→ **Exercise details**
Look below for lines that hold the string "unit" and copy each one.

→ **Records provided**
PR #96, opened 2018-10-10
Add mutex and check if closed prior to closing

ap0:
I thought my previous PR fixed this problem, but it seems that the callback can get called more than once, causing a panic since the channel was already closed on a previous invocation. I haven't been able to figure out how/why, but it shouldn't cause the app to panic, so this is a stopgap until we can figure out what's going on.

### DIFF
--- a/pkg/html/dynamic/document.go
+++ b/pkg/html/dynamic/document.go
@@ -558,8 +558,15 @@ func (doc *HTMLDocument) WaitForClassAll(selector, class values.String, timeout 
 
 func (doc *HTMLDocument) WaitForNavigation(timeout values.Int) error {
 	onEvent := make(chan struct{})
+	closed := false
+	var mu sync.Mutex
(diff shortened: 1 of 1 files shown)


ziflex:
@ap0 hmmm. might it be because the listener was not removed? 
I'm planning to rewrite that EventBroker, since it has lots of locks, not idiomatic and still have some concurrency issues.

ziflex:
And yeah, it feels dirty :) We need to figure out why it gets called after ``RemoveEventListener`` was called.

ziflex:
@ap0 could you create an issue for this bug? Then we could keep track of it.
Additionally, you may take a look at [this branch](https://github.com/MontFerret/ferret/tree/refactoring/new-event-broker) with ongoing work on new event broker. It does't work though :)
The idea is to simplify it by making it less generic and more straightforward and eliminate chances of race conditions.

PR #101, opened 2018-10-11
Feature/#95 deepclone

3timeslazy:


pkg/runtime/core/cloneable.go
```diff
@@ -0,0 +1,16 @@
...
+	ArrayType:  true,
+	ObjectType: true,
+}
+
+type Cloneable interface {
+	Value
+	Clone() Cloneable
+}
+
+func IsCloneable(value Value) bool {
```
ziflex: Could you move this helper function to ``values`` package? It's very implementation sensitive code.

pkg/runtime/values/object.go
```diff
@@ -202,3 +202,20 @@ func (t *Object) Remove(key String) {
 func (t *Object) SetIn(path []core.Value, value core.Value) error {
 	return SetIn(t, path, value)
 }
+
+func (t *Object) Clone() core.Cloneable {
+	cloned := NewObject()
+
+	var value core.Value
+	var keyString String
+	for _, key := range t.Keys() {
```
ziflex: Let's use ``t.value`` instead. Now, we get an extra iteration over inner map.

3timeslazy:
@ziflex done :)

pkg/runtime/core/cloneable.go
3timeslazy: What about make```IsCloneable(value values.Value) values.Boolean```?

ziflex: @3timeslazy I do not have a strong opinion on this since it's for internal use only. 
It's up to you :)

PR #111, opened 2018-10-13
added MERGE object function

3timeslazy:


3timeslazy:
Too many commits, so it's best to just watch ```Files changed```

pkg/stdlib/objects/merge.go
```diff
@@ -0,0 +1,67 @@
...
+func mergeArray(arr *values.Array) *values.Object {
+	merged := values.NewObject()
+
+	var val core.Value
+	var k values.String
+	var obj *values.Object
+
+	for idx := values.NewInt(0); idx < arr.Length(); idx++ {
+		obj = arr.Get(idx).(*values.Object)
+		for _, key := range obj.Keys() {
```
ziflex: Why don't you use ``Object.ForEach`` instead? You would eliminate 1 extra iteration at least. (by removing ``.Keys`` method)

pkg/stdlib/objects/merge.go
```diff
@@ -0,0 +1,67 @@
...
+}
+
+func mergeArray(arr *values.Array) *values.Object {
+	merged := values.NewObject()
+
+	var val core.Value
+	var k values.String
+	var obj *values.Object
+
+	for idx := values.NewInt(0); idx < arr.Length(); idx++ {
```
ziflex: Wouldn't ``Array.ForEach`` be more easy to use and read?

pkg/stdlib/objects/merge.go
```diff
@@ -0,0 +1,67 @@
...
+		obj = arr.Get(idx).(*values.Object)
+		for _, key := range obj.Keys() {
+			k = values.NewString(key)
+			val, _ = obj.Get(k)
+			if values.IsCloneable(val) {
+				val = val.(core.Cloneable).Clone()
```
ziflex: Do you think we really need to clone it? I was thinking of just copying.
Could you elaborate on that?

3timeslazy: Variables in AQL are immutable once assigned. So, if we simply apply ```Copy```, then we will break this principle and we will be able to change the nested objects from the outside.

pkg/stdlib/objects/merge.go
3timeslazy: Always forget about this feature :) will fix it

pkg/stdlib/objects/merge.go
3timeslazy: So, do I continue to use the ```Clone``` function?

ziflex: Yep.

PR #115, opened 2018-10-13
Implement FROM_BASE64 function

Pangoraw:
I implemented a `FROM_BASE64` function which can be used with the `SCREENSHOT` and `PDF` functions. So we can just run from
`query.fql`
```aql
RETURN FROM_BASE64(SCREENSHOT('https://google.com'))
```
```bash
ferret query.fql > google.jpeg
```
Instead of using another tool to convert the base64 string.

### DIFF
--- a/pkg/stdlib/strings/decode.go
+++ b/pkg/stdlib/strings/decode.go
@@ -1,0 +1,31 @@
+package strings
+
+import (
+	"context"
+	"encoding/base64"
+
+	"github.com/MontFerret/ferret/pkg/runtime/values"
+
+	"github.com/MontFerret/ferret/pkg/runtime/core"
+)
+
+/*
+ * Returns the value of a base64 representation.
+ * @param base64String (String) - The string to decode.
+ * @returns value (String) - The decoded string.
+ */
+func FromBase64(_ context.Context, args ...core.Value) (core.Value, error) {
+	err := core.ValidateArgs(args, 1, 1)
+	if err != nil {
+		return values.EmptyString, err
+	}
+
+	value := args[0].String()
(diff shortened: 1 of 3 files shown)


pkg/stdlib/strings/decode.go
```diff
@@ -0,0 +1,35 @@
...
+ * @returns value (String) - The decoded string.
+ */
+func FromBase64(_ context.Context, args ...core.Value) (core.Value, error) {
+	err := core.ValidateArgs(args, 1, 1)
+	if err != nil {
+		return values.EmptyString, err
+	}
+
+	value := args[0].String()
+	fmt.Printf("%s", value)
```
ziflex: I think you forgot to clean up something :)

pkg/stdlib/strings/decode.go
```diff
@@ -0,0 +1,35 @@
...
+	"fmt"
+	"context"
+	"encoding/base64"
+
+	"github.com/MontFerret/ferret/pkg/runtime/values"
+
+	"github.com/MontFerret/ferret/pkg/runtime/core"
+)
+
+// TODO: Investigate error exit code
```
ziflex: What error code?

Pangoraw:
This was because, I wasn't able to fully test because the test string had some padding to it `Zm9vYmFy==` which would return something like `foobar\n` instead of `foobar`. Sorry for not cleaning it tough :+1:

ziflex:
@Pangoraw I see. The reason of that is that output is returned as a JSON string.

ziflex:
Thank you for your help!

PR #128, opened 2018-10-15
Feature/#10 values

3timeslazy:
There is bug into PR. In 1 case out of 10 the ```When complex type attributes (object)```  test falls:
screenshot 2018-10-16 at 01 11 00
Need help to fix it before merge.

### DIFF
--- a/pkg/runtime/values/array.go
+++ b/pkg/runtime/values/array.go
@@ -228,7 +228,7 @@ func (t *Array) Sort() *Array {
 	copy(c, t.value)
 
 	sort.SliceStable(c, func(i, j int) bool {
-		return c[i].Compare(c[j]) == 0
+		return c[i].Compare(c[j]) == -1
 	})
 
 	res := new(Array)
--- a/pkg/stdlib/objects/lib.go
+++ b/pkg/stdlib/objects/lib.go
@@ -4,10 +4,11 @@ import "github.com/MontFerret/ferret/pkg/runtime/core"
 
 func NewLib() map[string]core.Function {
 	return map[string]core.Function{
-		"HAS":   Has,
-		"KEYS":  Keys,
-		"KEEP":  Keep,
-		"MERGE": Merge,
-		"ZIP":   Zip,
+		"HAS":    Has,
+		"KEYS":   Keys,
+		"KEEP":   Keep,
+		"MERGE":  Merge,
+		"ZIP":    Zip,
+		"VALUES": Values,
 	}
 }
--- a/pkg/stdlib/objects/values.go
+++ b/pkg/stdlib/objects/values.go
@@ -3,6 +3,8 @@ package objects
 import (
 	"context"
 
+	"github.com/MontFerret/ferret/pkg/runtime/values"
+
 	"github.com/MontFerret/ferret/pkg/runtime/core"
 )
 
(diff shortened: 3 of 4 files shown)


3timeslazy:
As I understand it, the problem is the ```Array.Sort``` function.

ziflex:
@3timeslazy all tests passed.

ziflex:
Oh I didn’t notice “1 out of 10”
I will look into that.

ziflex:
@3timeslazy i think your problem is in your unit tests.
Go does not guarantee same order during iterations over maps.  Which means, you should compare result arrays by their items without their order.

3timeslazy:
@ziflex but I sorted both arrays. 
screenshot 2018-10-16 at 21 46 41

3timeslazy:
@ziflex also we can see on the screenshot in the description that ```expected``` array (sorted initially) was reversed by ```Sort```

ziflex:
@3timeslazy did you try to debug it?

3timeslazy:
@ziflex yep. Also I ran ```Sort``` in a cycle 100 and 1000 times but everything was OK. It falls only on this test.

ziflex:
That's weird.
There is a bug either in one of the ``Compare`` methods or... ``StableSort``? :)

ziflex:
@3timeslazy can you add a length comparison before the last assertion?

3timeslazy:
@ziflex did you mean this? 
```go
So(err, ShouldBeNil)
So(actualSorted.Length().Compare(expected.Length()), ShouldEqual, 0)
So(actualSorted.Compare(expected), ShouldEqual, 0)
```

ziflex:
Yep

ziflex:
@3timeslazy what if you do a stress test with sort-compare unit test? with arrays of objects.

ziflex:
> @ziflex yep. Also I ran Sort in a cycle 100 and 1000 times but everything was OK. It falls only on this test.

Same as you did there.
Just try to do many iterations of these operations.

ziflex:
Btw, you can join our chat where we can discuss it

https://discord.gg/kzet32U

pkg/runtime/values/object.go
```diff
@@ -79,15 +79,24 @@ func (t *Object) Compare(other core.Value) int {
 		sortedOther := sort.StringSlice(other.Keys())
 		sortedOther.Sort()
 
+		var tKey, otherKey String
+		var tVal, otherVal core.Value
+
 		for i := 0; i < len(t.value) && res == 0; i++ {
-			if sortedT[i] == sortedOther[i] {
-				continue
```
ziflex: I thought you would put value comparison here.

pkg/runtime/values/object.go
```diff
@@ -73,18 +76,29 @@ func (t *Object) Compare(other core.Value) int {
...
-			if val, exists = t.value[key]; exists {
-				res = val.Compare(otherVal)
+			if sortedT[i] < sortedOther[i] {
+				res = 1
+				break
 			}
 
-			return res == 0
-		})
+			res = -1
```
--
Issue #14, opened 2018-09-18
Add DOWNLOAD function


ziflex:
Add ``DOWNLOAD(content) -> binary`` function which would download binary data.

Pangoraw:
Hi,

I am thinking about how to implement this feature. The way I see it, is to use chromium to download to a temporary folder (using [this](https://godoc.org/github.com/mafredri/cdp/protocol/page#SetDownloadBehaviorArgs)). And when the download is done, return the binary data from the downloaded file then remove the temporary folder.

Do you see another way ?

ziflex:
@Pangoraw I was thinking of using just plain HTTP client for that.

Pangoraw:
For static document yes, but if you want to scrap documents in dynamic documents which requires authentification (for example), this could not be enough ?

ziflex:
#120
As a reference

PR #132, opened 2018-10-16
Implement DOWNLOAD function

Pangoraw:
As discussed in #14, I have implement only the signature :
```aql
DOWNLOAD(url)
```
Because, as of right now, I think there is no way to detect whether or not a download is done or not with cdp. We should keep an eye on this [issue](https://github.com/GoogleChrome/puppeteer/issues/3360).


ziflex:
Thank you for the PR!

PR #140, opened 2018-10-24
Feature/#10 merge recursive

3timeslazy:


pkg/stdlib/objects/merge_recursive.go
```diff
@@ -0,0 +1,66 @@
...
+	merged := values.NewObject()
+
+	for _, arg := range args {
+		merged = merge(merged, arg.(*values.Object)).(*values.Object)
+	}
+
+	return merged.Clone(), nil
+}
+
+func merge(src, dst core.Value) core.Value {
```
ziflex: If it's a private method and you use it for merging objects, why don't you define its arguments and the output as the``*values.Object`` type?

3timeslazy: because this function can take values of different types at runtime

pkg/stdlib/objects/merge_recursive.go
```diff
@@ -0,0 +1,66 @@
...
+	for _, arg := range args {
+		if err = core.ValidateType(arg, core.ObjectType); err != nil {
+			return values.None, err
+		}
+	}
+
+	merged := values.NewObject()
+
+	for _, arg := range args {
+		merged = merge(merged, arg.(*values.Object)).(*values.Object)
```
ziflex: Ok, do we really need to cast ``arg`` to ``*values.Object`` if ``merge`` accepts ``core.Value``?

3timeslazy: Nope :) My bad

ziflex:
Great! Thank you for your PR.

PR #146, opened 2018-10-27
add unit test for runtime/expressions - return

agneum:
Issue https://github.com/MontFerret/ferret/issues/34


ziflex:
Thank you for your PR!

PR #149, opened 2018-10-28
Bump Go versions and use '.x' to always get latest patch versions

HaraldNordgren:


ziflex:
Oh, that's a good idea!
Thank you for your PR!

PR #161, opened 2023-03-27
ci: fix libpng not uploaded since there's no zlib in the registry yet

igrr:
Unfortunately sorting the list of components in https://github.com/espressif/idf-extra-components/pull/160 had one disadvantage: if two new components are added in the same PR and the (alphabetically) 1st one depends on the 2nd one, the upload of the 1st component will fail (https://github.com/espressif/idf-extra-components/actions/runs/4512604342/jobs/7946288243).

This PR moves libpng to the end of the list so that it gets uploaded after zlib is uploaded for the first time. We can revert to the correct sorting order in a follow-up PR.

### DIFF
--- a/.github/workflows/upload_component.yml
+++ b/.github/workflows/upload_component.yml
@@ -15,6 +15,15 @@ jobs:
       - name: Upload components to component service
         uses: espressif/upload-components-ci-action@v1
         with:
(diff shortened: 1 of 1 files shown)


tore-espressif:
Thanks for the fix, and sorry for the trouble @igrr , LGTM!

→ **Task answer**
@3timeslazy i think your problem is in your unit tests.
@3timeslazy what if you do a stress test with sort-compare unit test? with arrays of objects.
add unit test for runtime/expressions - return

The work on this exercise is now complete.